In Key’s case, this has involved considerable work and day to day management, in order to distance himself from his government’s less popular policies, and to shield him from sustained media scrutiny.

The media are likely to be less kind to Shearer. Opposition parties are fair game for mainstream journalism, given that less is at stake with them in being a tiger at the keyboard.

Since Parliament is due to sit before Christmas, Shearer will have no time for a breather before he is thrown into a media-driven cycle of hand to hand combat with Key and his front bench. In reality, an Opposition can rarely expect to prevail in such encounters. If Shearer can avoid being trounced in these early skirmishes, that will almost count as a victory.

Similarly, for the next couple of years there has to be a reasonable level of expectation as to what an Opposition can achieve. The Key government will be the agent of its own demise during its second term, rather than any masterstroke by Labour.

The reality is that neither of the major items on the government’s second term agenda – asset sales and welfare reform – will address the chronic weakness in the New Zealand economy, and the related lack of well paying jobs. The Opposition cannot stop the current erosion of the standard of living. All it can do is to try and look like a credible alternative, and position itself as the decent, consistent advocate of middle income and poorer New Zealanders.

The economy has to remain Labour’s focus (and it cannot afford to waste Cunliffe’s talents in that respect).

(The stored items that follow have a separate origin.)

PR #1878, opened 2024-10-21
Fix Kvaser timestamp

### LINKED ISSUE #1877: kvaser timestamps broken since 4.4.1
### Describe the bug

Timestamps from kvaser messages are errouneous, due to the timestamp offset applied is incorrectly initialized in init function. 
Looks like the root cause is that the calls to canBusOn were moved in version 4.4.1 to now be done after the calls to kvReadTimer used to initialize the timestamp offset, this is causing the kvReadTimer to return a value that is not right (a way much bigger value than what is returned as timestamps on messages received later!). 

### To Reproduce

Check timestamps on received messages from _recv_internal function and compare them with the value of time.time() when the function returned, it should be close to zero but is not. 

### Expected behavior

Timestamps should be accurate and in sync with values returned by time.time()

### Additional context

OS and version: Windows 10
Python version: 3.11.7
python-can version: 4.4.2
python-can interface/s (if applicable): Kvaser Leaf light v2

```python
def func():
    return "hello, world!"
```
</details>

zariiii9003:
Fixes #1877

### DIFF
--- a/can/interfaces/kvaser/canlib.py
+++ b/can/interfaces/kvaser/canlib.py
@@ -586,7 +586,7 @@ class KvaserBus(BusABC):
             canBusOn(self._read_handle)
         canBusOn(self._write_handle)
 
-        # timestamp must be set after bus is online
+        # timestamp must be set after bus is online, otherwise kvReadTimer may return erroneous values
         self._timestamp_offset = self._update_timestamp_offset()
 
     def _update_timestamp_offset(self) -> float:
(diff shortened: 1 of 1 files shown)


can/interfaces/kvaser/canlib.py
```diff
@@ -573,35 +573,39 @@ def __init__(
...
+            **kwargs,
+        )
+
+        # activate channel after CAN filters were applied
+        log.debug("Go on bus")
+        if not self.single_handle:
+            canBusOn(self._read_handle)
+        canBusOn(self._write_handle)
+
+        # timestamp must be set after bus is online
```
johanb321, line 589: To be picky, it would be nice with a comment on why here: 
_...since otherwise kvReadTimer seem to return erroneous values_

johanb321 (approved):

Labour has to avoid being drawn into every sideshow – including industrial unrest – that the government will be conjuring up over the next three years to distract the public from its failure to lift the standard of living for all but a fortunate few.

Years ago, Mike Moore used to hammer on about how Labour was a broad church. Yet ideologically, neither Shearer or Cunliffe mark much of a break from Phil Goff’s worldview. The unknown factor is how Shearer will perform under fire. As yet, not even the colleagues who voted for him today know the answer to that one.
Joyce as heir apparent. While Hekia Parata made the big leap in the Cabinet rankings to become Education Minister, the more significant move was that of Steven Joyce to Minister of Economic Development, while retaining his associate finance and tertiary education roles.

Joyce, as the new jobs czar with his hands on all the economic, scientific and educational levers necessary to lift the New Zealand economy – including the management of oil, gas and mining exploration – will be the man held primarily responsible for the success (or failure) of National’s second term in office. What this ascension will put at risk is MED’s capacity to be a more balanced, less ideologically driven voice on the economic policy than the extremists at Treasury.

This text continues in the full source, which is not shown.